WORK ITEM
Within the entries that follow, report how many lines contain the word "will", giving the number by itself.

Source data:

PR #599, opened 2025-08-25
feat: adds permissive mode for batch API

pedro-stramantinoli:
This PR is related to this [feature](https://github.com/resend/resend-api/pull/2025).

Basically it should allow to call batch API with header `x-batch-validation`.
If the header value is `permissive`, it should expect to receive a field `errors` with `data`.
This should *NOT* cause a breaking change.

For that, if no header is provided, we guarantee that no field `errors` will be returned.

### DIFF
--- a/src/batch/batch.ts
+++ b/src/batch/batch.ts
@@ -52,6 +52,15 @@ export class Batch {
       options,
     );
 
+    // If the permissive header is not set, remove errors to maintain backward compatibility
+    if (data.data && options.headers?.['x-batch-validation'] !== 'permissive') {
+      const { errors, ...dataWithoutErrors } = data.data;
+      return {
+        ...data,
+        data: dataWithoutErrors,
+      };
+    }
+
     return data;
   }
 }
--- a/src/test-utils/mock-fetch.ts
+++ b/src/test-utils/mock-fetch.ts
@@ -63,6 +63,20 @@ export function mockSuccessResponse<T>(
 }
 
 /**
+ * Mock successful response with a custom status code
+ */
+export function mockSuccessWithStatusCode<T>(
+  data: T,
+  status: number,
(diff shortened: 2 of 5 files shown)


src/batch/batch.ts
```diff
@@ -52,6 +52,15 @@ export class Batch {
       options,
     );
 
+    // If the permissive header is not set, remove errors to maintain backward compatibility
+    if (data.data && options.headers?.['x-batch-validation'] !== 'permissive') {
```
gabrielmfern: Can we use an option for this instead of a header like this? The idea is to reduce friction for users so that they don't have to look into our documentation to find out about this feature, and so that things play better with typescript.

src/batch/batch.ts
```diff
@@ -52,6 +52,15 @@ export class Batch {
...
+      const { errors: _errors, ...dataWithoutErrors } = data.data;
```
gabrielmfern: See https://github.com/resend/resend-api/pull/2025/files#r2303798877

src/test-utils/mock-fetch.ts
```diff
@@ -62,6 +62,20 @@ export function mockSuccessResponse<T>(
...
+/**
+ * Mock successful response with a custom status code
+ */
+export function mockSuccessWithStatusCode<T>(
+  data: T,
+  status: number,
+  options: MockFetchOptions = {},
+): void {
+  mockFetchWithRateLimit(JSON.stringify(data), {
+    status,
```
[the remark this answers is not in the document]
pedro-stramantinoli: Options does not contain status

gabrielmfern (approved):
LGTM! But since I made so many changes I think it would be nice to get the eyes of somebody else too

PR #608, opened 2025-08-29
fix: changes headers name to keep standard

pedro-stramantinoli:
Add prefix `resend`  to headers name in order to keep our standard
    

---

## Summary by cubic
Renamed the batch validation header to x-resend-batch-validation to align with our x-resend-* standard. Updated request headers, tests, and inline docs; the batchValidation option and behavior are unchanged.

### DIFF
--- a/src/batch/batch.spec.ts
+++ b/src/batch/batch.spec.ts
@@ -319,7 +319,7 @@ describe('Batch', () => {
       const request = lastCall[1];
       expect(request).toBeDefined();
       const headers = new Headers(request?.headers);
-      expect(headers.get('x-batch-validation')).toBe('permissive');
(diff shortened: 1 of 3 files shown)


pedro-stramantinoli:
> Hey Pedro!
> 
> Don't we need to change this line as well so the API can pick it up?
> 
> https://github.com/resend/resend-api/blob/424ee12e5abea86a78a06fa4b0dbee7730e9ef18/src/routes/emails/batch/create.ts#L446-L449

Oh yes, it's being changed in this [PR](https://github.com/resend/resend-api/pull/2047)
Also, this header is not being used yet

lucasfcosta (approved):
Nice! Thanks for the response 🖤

* * *

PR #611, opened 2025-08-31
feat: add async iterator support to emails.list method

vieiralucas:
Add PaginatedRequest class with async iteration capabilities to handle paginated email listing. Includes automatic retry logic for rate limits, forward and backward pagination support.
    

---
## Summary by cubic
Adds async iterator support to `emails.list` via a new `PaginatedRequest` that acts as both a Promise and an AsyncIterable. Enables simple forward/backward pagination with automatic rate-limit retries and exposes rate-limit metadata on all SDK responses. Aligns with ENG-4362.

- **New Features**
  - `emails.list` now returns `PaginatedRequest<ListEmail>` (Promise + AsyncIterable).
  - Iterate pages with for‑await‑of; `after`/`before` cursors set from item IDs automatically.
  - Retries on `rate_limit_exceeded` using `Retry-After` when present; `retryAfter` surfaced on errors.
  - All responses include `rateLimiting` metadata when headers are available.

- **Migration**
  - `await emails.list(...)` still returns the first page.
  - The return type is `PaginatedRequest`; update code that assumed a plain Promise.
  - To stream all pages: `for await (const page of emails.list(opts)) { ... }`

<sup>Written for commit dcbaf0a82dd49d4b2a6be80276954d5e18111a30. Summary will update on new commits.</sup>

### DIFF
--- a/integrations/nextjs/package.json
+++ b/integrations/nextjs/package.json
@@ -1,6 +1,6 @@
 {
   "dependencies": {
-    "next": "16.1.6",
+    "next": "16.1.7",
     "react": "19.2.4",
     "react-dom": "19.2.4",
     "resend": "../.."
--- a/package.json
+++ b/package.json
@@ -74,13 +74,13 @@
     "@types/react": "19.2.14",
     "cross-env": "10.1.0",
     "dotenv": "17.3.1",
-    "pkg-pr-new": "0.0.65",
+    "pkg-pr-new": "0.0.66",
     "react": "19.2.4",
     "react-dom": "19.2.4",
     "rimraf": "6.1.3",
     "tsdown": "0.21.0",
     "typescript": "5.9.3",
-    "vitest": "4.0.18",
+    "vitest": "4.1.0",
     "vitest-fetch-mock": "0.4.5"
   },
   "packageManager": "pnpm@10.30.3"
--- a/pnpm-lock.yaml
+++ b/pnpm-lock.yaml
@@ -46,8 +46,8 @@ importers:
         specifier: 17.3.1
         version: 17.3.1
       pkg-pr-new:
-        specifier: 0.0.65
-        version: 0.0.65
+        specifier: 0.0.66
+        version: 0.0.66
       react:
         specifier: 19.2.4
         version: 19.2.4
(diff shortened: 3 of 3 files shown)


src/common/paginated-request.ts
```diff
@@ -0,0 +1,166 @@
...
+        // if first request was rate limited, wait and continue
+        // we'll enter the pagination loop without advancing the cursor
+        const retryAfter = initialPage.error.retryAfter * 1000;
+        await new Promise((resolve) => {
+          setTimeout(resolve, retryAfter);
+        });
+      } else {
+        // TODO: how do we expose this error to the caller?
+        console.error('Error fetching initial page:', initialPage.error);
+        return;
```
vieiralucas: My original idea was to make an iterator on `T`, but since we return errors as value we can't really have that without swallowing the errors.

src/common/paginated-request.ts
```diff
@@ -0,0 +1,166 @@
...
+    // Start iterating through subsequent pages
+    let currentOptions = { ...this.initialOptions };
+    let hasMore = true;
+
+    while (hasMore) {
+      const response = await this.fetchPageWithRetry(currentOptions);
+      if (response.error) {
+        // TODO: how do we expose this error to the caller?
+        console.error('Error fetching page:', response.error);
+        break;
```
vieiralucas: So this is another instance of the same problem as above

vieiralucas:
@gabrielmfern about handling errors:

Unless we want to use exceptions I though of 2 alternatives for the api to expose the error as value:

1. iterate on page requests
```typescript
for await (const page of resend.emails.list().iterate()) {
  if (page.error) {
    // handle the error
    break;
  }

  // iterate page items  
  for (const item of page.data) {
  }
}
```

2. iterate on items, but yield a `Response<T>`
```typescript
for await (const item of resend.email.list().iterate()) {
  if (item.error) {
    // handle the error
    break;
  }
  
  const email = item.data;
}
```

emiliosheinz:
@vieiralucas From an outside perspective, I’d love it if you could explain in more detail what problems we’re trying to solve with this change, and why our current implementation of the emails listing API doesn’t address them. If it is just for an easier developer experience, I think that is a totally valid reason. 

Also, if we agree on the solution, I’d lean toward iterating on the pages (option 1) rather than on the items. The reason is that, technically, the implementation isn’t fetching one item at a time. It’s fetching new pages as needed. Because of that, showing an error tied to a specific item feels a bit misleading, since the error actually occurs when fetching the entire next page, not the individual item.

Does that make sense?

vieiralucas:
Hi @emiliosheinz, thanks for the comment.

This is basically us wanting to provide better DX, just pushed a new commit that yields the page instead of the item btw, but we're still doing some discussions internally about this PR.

COMPLETED TASK
2